Quant à la puissance des facultés spirituelles que favorisait la grâce, particulièrement cette maîtrise que la raison exerçait envers les pulsions, la perte de la grâce des Origines constitue un véritable drame pour la liberté de l’homme. C’est là une réalité que le Seigneur évoque à travers des comportements déviants qui seront symboliquement attribués à l’homme et à la femme : « Ta convoitise te poussera vers ton mari et lui dominera sur toi. » Le Seigneur révèle ainsi que la relation harmonieuse dans laquelle l’homme et la femme avaient été institués au Commencement sera inévitablement détériorée par une emprise des passions sur l’intelligence (ta convoitise te poussera) et la volonté (et lui dominera sur toi). Ainsi, par effet de cause, bien que demeurant en elle-même toujours capable de s’exercer, la liberté de l’homme sera malgré tout profondément blessée.

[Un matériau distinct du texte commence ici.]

PR #874, opened 2025-05-13
fix: update url tampering on front and backend

CK-7vn:
## Description of the change
1. Makes sure that you can't update the date in the URL and get away with it. 
2. Make sure the date in the ClassEvents table matches the date in the url when you click on an event
3. Fix the backend GetRRule from truncating the final day. 

- **Related issues**: Asana id 186

## Screenshot(s)
image

## Additional context
The ticket only required that we make sure that users are unable to update attendance for future dates, but I noticed a couple more bugs while working on it. The date's weren't matching up because of a timezone issue with the date that the user clicks on in the attendance table it was a day ahead. Also, the backend was truncating the last day of class because it was stopping at 00:00, so I fixed how the rrule is gotten so that the 24 hours of the final day is included. 

Asana: 
https://app.asana.com/1/1201607307149189/project/1209460078641109/task/1210129036130407?focus=true

### DIFF
--- a/backend/src/handlers/class_events.go
+++ b/backend/src/handlers/class_events.go
@@ -94,6 +94,15 @@ func (srv *Server) handleGetProgramClassEvents(w http.ResponseWriter, r *http.Re
 	log.add("class id", classID)
 	month := r.URL.Query().Get("month")
 	year := r.URL.Query().Get("year")
+	justDates := r.URL.Query().Get("dates")
+	if justDates == "true" {
+		timezone := srv.getQueryContext(r).Timezone
+		dates, err := srv.Db.GetClassEventDatesForRecurrence(classID, timezone, month, year)
+		if err != nil {
+			return newDatabaseServiceError(err)
+		}
+		return writeJsonResponse(w, http.StatusOK, dates)
+	}
 
 	qryCtx := srv.getQueryContext(r)
 	instances, err := srv.Db.GetClassEventInstancesWithAttendanceForRecurrence(classID, &qryCtx, month, year)
--- a/frontend/src/Pages/EventAttendance.tsx
+++ b/frontend/src/Pages/EventAttendance.tsx
@@ -16,7 +16,7 @@ import Pagination from '@/Components/Pagination';
 import DropdownControl from '@/Components/inputs/DropdownControl';
 import Error from '@/Pages/Error';
 
-export function isFutureYyyyMmDd(dateStr: string): boolean | string {
+export function isFutureIsoDate(dateStr: string): boolean | string {
     const m = /^(\d{4})-(\d{2})-(\d{2})$/.exec(dateStr);
     if (!m) {
         return 'Date must be in YYYY‑MM‑DD format';
@@ -62,7 +62,7 @@ export default function EventAttendance() {
         class_id: string;
     }>();
     if (typeof date === 'string') {
-        const future = isFutureYyyyMmDd(date);
+        const future = isFutureIsoDate(date);
         if (typeof future === 'string') {
             return <Error back message={future} type="unauthorized" />;
         } else if (future) {
--- a/frontend/src/Pages/EventAttendance.tsx
+++ b/frontend/src/Pages/EventAttendance.tsx
@@ -70,7 +70,7 @@ export default function EventAttendance() {
                 <Error
                     back
                     type="unauthorized"
-                    message={`Attendance is unable to be recorded for ${date}`}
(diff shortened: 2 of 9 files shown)


frontend/src/Pages/EventAttendance.tsx
```diff
@@ -14,6 +14,34 @@ import SearchBar from '@/Components/inputs/SearchBar';
 import API from '@/api/api';
 import Pagination from '@/Components/Pagination';
 import DropdownControl from '@/Components/inputs/DropdownControl';
+import Error from '@/Pages/Error';
+
+export function isFutureYyyyMmDd(dateStr: string): boolean | string {
```
PThorpe92, line 19: I think maybe `isFutureDateString` or `isFutureIsoDate` + doc comment. That spelling is tripping me out :laughing:

CK-7vn: Just sound it out...ymmmyyyday :octocat: 

I got ya.

jtucholski:
@CK-7vn Still looking at the PR but one of the things that I noticed was that I am able to create a class that starts today, 05/14/2025 and meets on Wednesdays and record attendance for yesterday, 05/13/2025 (`http://127.0.0.1/program-classes/..../events/..../attendance/2025-05-13`).

While it technically is in the past, it is not a scheduled meeting date for the class. Can you make sure that: 
- the rules check for dates on after the class begins 
- that the date is one of the valid dates according to the RRule

frontend/src/Pages/EventAttendance.tsx
```diff
@@ -33,6 +61,20 @@ export default function EventAttendance() {
...
+            return <Error back message={future} type="unauthorized" />;
+        } else if (future) {
+            return (
+                <Error
+                    back
+                    type="unauthorized"
+                    message={`Attendance is unable to be recorded for dates in the future`}
+                />
+            );
+        }
```
jtucholski, line 76: @CK-7vn Can we modify this logic so that the following behavior is achieved?

- Invalid date format (e.g., 25-05-14 or May-14-2025)
  - Redirect to /404 and.
- Valid date but in the past and not a scheduled time. 
  - Render the page with empty state and a message, "No class session was scheduled for this date."
- Valid date but in the future and not a scheduled time.
  - Same as above with one word different. "No class session is scheduled for this date."
- Valid future date on the schedule but hasn't happened.
  - Render the page with empty state and a message, "This session is scheduled for a future date. Attendance will be available after it occurs."

I hadn't thought about the Error component but it feels wrong to use for invalid input like not being an iso date. Maybe for the ones where we need to show a message we do something like what appears on lines 260 or 261?

jtucholski (changes requested):
Thanks for taking this first pass. I realize I could have added some more detail on error messages in the ticket. Still, this initial implementation helped me think it through a bit more. 

If you can make the requested changes I'll be good with the fix.

backend/src/handlers/class_events.go
```diff
@@ -94,6 +94,15 @@ func (srv *Server) handleGetProgramClassEvents(w http.ResponseWriter, r *http.Re
...
 	year := r.URL.Query().Get("year")
+	justDates := r.URL.Query().Get("dates")
+	if justDates == "true" {
+		timezone := srv.getQueryContext(r).Timezone
+		dates, err := srv.Db.GetClassEventDatesForRecurrence(classID, timezone, month, year)
+		if err != nil {
+			return newDatabaseServiceError(err)
+		}
+		return writeJsonResponse(w, http.StatusOK, dates)
+	}
```
jtucholski, line 105: @CK-7vn Does this or the calling function `GetClassEventDatesForRecurrance` take into consideration the overrides?

jtucholski (approved):

frontend/src/Pages/EventAttendance.tsx
```diff
@@ -8,12 +8,20 @@ import {
...
 import API from '@/api/api';
 import Pagination from '@/Components/Pagination';
 import DropdownControl from '@/Components/inputs/DropdownControl';
+import Error from '@/Pages/Error';
+
+const isoRE = /^\d{4}-\d{2}-\d{2}$/;
+function parseLocalDay(isoDate: string): Date {
+    const [year, month, day] = isoDate.split('-').map(Number);
+    return new Date(year, month - 1, day);
+}
```
calisio, line 24: is this pretty general? Could it be moved to helper functions under formatting? so it can be reused across components

calisio (approved):
Besides the one small comment about moving the parse date to helper functions, looks good!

Indépendamment de la perte des privilèges liés à la grâce des Origines, la fragilité de la liberté de l’homme révèle alors que la nature humaine est devenue porteuse de ce que nous pourrions appeler aujourd’hui un handicap spirituel : elle comporte une inclination, une spontanéité à se laisser aller à faire le mal[3]. Au regard de la nature humaine qu’avaient Adam et Ève avant le péché, notre propre nature humaine est donc superficiellement corrompue.[4] Le péché d’Adam et Ève n’a pas seulement privé la nature humaine elle-même de la grâce adamique et des dons préternaturels qui en résultaient, il l’a également abîmée, blessée, introduit en elle comme un vis de forme auquel la Tradition et le Magistère catholique donneront le nom de concupiscence.

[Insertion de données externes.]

PR #877, opened 2025-05-16
fix: eliminate possibility for facility admin not of same facility to…

CK-7vn:
## Description of the change
This pull request provides a solution to the issue of a facility admin being able to update a class for a facility they have no admin privileges in. 

- **Related issues**: Asana ticket 184 
- Asana: https://app.asana.com/1/1201607307149189/project/1209460078641109/task/1210129030386867?focus=true

## Additional context
This is a smaller solution to the ticket, this is the same essential logic that the other pull request utilizes, but is only implemented here.

### DIFF
--- a/backend/src/database/facilities.go
+++ b/backend/src/database/facilities.go
@@ -56,3 +56,9 @@ func (db *DB) DeleteFacility(id int) error {
 	}
 	return nil
 }
+
+func (db *DB) GetResourceFacilityID(tableName any, resourceID any) (uint, error) {
+	var facilityID uint
+	err := db.Model(&tableName).Select("facility_id").Where("id = ?", resourceID).Scan(&facilityID).Error
+	return facilityID, err
+}
--- a/backend/src/handlers/auth.go
+++ b/backend/src/handlers/auth.go
@@ -158,6 +158,20 @@ func (srv *Server) adminMiddleware(next http.Handler) http.Handler {
 		next.ServeHTTP(w, r)
 	})
 }
+func (srv *Server) UserCanEditResource(r *http.Request, resourceType any, resourceID any) (bool, error) {
+	claims := r.Context().Value(ClaimsKey).(*Claims)
+	if claims.canSwitchFacility() {
+		return true, nil
+	}
+	resourceFacilityID, err := srv.Db.GetResourceFacilityID(resourceType, resourceID)
+	if err != nil {
+		return false, err
+	}
+	if resourceFacilityID != claims.FacilityID {
+		return false, nil
+	}
+	return true, nil
+}
 
 // Auth endpoint that is called from the client before each <AuthenticatedLayout /> is rendered
 func (srv *Server) handleCheckAuth(w http.ResponseWriter, r *http.Request, log sLog) error {
--- a/backend/src/handlers/classes_handler.go
+++ b/backend/src/handlers/classes_handler.go
@@ -97,6 +97,13 @@ func (srv *Server) handleUpdateClass(w http.ResponseWriter, r *http.Request, log
 	if err := json.NewDecoder(r.Body).Decode(&class); err != nil {
 		return newJSONReqBodyServiceError(err)
 	}
+	canUpdate, err := srv.UserCanEditResource(r, models.ProgramClass{}, id)
+	if err != nil {
+		return newInternalServerServiceError(err, "facility check to edit resource")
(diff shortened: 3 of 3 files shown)


backend/src/handlers/auth.go
```diff
@@ -158,6 +158,20 @@ func (srv *Server) adminMiddleware(next http.Handler) http.Handler {
 		next.ServeHTTP(w, r)
 	})
 }
+func (srv *Server) UserCanEditResource(r *http.Request, resourceType any, resourceID any) (bool, error) {
```
jtucholski, line 161: @CK-7vn -- This is similar to `canViewUserData` with the exception that the other function includes a check to see if the resource has the same ID as the claims. Is it possible that these are redundant?

Another thought. Do you think we should consider an access type, like "view" or "edit"

CK-7vn: I don't think they're redundant, at least personally, I think we need a broader way to do this, in particular when it comes to making sure that the user trying to edit data is an admin but also in the same facility. But, that's just my 2 cents. The canViewUserData doesn't include the facility check either.

jtucholski (approved):

carddev81:
@CK-7vn I'm unable to create a class following these steps below.  I cannot get past step 3 here.  I put a video here too and a screen shot

Steps to Reproduce

1. As a Department Admin: Create two Facilities, A and B
2. As a Department Admin: Create one Program, offered only at Facility A. (/programs/1)
3. As a Department Admin: Create a class for Facility A. (/program-classes/1/dashboard)
4. As Facility Admin (B): Log in and access the route for the the class offered in Facility A (/program-classes/1/dashboard)
     a. Enrolling new residents is blocked.
     b. Editing the class and updating enrollment status is not blocked.

[DeptAdminCantAddClass.webm](https://github.com/user-attachments/assets/2429e6cb-1c74-4347-84bb-ecb62d869276)
image

CK-7vn:
> @CK-7vn I'm unable to create a class following these steps below. I cannot get past step 3 here. I put a video here too and a screen shot
> 
> Steps to Reproduce
> 
> 1. As a Department Admin: Create two Facilities, A and B
> 2. As a Department Admin: Create one Program, offered only at Facility A. (/programs/1)
> 3. As a Department Admin: Create a class for Facility A. (/program-classes/1/dashboard)
> 4. As Facility Admin (B): Log in and access the route for the the class offered in Facility A (/program-classes/1/dashboard)
>    a. Enrolling new residents is blocked.
>    b. Editing the class and updating enrollment status is not blocked.
> 
> [DeptAdminCantAddClass.webm](https://github.com/user-attachments/assets/2429e6cb-1c74-4347-84bb-ecb62d869276) image

I will look into this when I get in in the morning.

backend/src/handlers/classes_handler.go
```diff
@@ -120,6 +127,13 @@ func (srv *Server) handleUpdateClasses(w http.ResponseWriter, r *http.Request, l
 		if classID, err := strconv.Atoi(id); err == nil {
 			classIDs = append(classIDs, classID)
 		}
+		canUpdate, err := srv.UserCanEditResource(r, models.ProgramClass{}, classIDs)
```
carddev81, line 130: You can move this database call outside of the loop? For every iteration it not only makes another call to the database but also makes another call with the same id(s), plus an additional id.

backend/src/database/facilities.go
```diff
@@ -56,3 +56,9 @@ func (db *DB) DeleteFacility(id int) error {
 	}
 	return nil
 }
+
+func (db *DB) GetResourceFacilityID(tableName any, resourceID any) (uint, error) {
+	var facilityID uint
+	err := db.Model(&tableName).Select("facility_id").Where("id = ?", resourceID).Scan(&facilityID).Error
```
carddev81, line 62: Change `= ?` here to IN(?). This is for when you have multiple IDs being passed into the SQL query. If you leave as it, it will fail to execute for multiple IDs.

carddev81 (changes requested):

carddev81 (changes requested):
just a couple of issues found

carddev81:
@CK-7vn Don't worry about fixing the issue where I sent you the steps to reproduce, screenshot, and video, this was occurring on staging too and Preston fixed it in main. So once yours get merged it will work.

Lorsque l’Église affirme donc que tout homme naît avec le péché originel, elle veut par-là exprimer, qu’en raison du péché personnel d’Adam et Ève, dont les conséquences ont profondément bouleversé leur propre condition humaine, tout être humain arrive au monde avec une nature humaine blessée et spoliée des privilèges qu’aurait dû lui apporter la grâce des Origines. Dans cette perspective, il est évidemment fondamental de tenir comme une vérité de foi divine la réalité du monogénisme, c’est-à-dire l’existence d’un premier couple humain qui soit effectivement à l’origine de tous les autres. Là où les sciences paléontologiques peuvent légitimement émettre des hypothèses en faveur du polygénisme, bien que la génétique moderne semble aujourd’hui infirmer le contraire, sur ce sujet, « les fils de l’Église ne jouissent plus du tout de la même liberté » (cf. Humani generis de Pie XII).

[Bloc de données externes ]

PR #947, opened 2025-07-09
Replace the Mark Attendance button button on Attendance page for dates in the future

corypride:
## Description of the change

Attendance date is in the future -  Label (muted text + Available after MM/DD)
Attendance date is in present/past and class active - Clipboard w/check mark icon + "Mark attendance" (on hover, underline)
Class is cancelled or completed - Eye icon + "View attendance" (on hover, underline)

**Related vidz or screenshot: 

https://github.com/user-attachments/assets/d9d6aa8b-991e-4430-8aaf-bf4c6c046213

---
  - https://app.asana.com/0/0/1210251192355414

### DIFF
--- a/frontend/src/Pages/ClassEvents.tsx
+++ b/frontend/src/Pages/ClassEvents.tsx
@@ -4,6 +4,7 @@ import { useUrlPagination } from '@/Hooks/paginationUrlSync';
 import {
     Attendance,
     Class,
+    SelectedClassStatus,
     ServerResponseMany,
     ServerResponseOne
 } from '@/common';
@@ -21,6 +22,7 @@ import {
     EyeIcon
 } from '@heroicons/react/24/outline';
 import moment from 'moment';
+import ULIComponent from '@/Components/ULIComponent';
 
 function toLocalMidnight(dateOnly: string): Date {
     const [year, month, day] = dateOnly.split('-').map(Number);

À l’issue de cette brève catéchèse sur le péché originel, demeure néanmoins une question importante dont nous réserverons la réponse dans un prochain entretien : l’universalité du péché originel, imputable pourtant à la faute personnelle d’Adam et Ève, ne serait-elle pas un démenti flagrant de la miséricorde divine ?
• Père Jérôme Monribot
Mai 2016
[1] Somme Théologique Ia-IIae, qu. 110, art. 1. Cf. aussi Catéchisme de l’Église catholique n° 375.
[2] Cf. Catéchisme de l’Église catholique n° 376-377.
[3] « Je ne fais pas le bien que je veux mais je pratique le mal que je ne veux pas. » Lettre aux Romains, 7, 19.
[4] Superficiellement et non totalement comme l’enseignait Luther.